─── Data provided ───

Issue #54, opened 2022-01-14
Creating an `XPCAnonymousServer` or `XPCMachServer` and never starting it results in XPC API Misuse


jakaplan:
If either of these types of servers are created, but never started, then when they are deallocated the following is thrown:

───

Task brief >>
Copy all lines from the listing that contain "never".

Task output >>
Creating an `XPCAnonymousServer` or `XPCMachServer` and never starting it results in XPC API Misuse
If either of these types of servers are created, but never started, then when they are deallocated the following is thrown:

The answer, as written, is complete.